* WORK TO COMPLETE
All lines ahead of the one containing "split this out" are to be left out; that line and each one after it, through the end of the records below, are to be duplicated exactly.

◇ ◇ ◇ ◇

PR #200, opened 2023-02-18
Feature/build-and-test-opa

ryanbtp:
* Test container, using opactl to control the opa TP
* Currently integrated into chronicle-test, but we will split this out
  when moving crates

◇ ◇ ◇ ◇

* RESPONSE BELOW
* Currently integrated into chronicle-test, but we will split this out
  when moving crates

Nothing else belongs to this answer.